The European Union’s antitrust watchdog said Thursday it had launched an ex officio probe of U.S. pharmaceutical giant Cephalon Inc.’s alleged attempt to pay Teva Pharmaceutical Industries Ltd. to keep Modafinil, a generic version of narcolepsy drug Provigil off the market.
Provigil is a stay-awake drug that is used to treat the sleeping sickness narcolepsy and also became popular among night-workers such as truckers and has been tested for military use. It enables users to stay awake for days. (I couldn’t find any information as to whether it works during lectures).
The probe concerns a deal struck between the Cephalon and Teva that “may have had the object or effect of hindering the entry of generic Modafinil” into the European Economic Area.

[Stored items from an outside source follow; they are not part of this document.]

PR #4523, opened 2025-06-16
feat(rust)!: use `ops::ControlFlow` as parse and query progress return value

d-e-s-o:
Instead of returning an undocumented boolean flag, use a `core::ops::ControlFlow` object. At the expense of being a bit more verbose, this is a type that should be self-explanatory in the context of a callback, as an indication of whether to continue processing or stop.

### DIFF
--- a/crates/cli/src/parse.rs
+++ b/crates/cli/src/parse.rs
@@ -1,6 +1,7 @@
 use std::{
     fmt, fs,
     io::{self, Write},
+    ops::ControlFlow,
     path::{Path, PathBuf},
     sync::atomic::{AtomicUsize, Ordering},
     time::{Duration, Instant},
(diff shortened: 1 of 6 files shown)


d-e-s-o:
Note: if accepted, we should do something similar for the query progress callback, but I wasn't sure whether this kind of change is desired and so I didn't do that right away. But happy to do it.

ObserverOfTime (commented):
Can you add an internal convenience function for converting `bool` to `ControlFlow`?

WillLillis:
> Note: if accepted, we should do something similar for the query progress callback, but I wasn't sure whether this kind of change is desired and so I didn't do that right away. But happy to do it.

Good point, just pushed up that update.

> Can you add an internal convenience function for converting bool to ControlFlow?

This would negate a lot of the explicitness/readability gains the PR is trying to add. We also can't cleanly implement  `From`/`Into` since we're dealing with a foreign trait and type.

PR #4536, opened 2025-06-25
fix(bindings): only include top level LICENSE file

ObserverOfTime:
Ref: tree-sitter/workflows#33


WillLillis:
What invocation of `tree-sitter init` can I use to test this? Trying this out locally I'm not sure what this is supposed to be doing with the LICENSE file.

ObserverOfTime:
This will exclude license files from node modules which cargo will try to include otherwise.
```shell
npm install
cargo package --dry-run # error
tree-sitter init --update
cargo package --dry-run # no error
```

WillLillis (approved):

PR #4545, opened 2025-06-27
ci(nvim-ts): update paths to refactor

clason:
Problem: After https://github.com/tree-sitter/tree-sitter/pull/4496, the crater tests from nvim-treesitter no longer run on PRs with relevant changes.

Solution: Update the paths in the workflows to the new structure.

Also throttle the build step to 10 parallel tasks (reduces flakiness on Windows) ~~and raise the limit for the generate step to 3 (reduces the chance of timeouts)~~ (macOS runners have only 7GB RAM 😭 ).

Also raise the timeout limit to 30 minutes (it's more expensive to have to restart flaky tests than to let them run).

(Actually, I would suggest just removing this timeout completely -- it's not that this workflow is unbounded or can freeze.)

### DIFF
--- a/.github/workflows/nvim_ts.yml
+++ b/.github/workflows/nvim_ts.yml
@@ -3,7 +3,10 @@ name: nvim-treesitter parser tests
 on:
   pull_request:
     paths:
-      - 'cli/**'
+      - 'crates/cli/**'
+      - 'crates/config/**'
+      - 'crates/generate/**'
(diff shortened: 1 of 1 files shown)


clason:
For later reference: generate step takes 11-12m on macOS and Ubuntu and 16m on Windows.

WillLillis (approved):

The case arises from a December 2005 deal to settle patent infringement disputes in Britain and the United States, which saw Teva undertake not to sell its generic Modafinil products in the European single market before October 2012. The probe does not indicate “a definitive finding of an infringement. There is no set deadline for an outcome. Various side deals are also under investigation by US antitrust authorities.
Generic drugs are far cheaper, typicaly costing about 40 percent less than the first, patented drug. The EU has been probing the sector repeatedly since a report showed that the number of new drugs reaching the market annually had dropped by over a third since 2000 and that people were being deprived of innovative, affordable and safe medicine.
What is clear from this probe is that whilst supplementary protection certificates (SPC) are available in Europe to prolong patent protection for the first patent for a new drug, the European Union sees generic drug availability as in the public interest. The law tries to strike a balance and cartels that upset this delicate balance are unacceptable.